RECORDS TO USE –
Segment Open
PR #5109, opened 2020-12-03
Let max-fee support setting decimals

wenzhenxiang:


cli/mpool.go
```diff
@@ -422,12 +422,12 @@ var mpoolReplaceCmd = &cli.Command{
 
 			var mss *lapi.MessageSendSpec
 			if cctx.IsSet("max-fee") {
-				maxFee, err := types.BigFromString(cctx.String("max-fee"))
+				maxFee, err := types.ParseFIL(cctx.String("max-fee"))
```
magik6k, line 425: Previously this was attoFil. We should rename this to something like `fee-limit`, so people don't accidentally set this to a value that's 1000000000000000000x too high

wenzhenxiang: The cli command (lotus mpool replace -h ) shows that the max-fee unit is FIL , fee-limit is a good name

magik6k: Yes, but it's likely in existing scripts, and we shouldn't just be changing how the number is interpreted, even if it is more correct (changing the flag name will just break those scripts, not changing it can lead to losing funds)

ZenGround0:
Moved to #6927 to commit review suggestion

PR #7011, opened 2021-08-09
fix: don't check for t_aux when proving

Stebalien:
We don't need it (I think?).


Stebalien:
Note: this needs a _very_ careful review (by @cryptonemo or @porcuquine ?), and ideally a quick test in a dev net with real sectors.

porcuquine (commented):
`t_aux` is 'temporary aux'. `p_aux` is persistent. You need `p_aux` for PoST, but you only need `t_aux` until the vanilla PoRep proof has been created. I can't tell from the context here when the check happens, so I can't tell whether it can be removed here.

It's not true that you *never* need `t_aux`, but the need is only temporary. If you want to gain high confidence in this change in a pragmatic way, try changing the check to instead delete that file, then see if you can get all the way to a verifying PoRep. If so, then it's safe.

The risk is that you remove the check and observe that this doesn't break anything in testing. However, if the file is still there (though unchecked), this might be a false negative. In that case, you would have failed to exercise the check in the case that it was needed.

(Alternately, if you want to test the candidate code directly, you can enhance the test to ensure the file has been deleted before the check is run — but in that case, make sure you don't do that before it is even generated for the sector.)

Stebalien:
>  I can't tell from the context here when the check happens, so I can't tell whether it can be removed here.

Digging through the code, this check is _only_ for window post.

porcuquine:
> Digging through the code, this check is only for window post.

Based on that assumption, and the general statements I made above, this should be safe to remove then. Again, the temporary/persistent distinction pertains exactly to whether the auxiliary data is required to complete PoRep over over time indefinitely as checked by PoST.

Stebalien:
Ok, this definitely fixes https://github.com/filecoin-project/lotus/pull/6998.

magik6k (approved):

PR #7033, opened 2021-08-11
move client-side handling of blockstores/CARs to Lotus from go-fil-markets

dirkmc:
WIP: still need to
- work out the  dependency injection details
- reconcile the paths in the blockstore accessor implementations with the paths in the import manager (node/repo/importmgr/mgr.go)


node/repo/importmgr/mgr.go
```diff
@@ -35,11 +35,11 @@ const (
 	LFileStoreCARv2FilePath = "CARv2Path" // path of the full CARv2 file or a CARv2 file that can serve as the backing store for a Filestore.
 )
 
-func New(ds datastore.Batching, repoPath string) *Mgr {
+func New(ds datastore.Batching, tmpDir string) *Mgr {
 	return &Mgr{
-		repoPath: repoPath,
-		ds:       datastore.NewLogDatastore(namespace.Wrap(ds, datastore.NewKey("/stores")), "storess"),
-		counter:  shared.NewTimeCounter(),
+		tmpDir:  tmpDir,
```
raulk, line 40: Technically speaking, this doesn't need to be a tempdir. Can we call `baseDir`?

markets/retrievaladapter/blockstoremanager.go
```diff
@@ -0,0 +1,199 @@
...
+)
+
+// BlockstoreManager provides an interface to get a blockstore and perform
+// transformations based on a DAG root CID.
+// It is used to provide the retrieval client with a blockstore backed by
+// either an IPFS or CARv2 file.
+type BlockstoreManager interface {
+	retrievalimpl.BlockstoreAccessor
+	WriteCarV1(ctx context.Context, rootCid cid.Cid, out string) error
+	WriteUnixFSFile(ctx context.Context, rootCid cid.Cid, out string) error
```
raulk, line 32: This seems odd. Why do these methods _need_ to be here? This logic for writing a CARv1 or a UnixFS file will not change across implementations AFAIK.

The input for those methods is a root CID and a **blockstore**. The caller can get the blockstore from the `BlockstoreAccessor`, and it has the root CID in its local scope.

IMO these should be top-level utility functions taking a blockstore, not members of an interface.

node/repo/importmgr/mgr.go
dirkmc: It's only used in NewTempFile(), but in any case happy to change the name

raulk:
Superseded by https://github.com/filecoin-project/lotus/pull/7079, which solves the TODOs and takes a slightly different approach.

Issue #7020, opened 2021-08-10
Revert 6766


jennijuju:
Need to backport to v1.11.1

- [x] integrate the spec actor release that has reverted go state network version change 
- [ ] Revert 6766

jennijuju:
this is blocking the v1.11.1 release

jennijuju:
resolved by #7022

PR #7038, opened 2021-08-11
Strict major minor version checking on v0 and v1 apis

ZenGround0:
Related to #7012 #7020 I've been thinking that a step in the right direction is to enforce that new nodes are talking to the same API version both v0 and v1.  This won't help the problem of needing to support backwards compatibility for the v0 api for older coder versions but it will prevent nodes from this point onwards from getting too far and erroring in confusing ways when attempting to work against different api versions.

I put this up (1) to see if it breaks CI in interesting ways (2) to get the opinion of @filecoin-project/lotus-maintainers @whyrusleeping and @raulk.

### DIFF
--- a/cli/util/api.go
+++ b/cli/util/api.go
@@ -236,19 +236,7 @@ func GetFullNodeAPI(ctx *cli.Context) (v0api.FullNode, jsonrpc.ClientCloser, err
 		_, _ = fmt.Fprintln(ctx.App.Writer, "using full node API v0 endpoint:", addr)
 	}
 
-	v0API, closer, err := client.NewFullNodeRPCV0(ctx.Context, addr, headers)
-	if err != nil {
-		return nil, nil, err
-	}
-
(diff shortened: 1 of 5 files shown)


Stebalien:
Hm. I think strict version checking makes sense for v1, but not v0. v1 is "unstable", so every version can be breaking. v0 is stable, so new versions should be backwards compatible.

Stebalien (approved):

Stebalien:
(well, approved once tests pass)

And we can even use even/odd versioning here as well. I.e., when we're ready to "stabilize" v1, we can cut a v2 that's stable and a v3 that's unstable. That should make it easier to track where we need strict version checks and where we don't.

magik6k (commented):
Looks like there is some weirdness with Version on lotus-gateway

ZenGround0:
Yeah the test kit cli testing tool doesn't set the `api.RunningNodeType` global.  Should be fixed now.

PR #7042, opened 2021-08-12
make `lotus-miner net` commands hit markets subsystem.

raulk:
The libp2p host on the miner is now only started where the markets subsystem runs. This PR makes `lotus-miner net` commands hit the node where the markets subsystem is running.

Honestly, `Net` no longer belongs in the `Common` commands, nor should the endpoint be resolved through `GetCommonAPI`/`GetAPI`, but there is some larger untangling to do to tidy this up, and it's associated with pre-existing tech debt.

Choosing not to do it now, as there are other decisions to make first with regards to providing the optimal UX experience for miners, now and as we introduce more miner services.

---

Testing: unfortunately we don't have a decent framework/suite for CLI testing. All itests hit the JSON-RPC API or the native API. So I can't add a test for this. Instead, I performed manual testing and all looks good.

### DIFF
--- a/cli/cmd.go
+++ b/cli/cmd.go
Segment Closed
Segment Open
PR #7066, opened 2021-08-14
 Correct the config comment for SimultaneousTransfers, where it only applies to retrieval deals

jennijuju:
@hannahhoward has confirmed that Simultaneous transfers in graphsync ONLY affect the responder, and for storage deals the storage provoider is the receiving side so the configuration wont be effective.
Segment Closed
DESCRIPTION OF THE TASK –
Only lines holding the word "limit" are wanted; list them all from the material.

SOLUTION BELOW –
magik6k, line 425: Previously this was attoFil. We should rename this to something like `fee-limit`, so people don't accidentally set this to a value that's 1000000000000000000x too high
wenzhenxiang: The cli command (lotus mpool replace -h ) shows that the max-fee unit is FIL , fee-limit is a good name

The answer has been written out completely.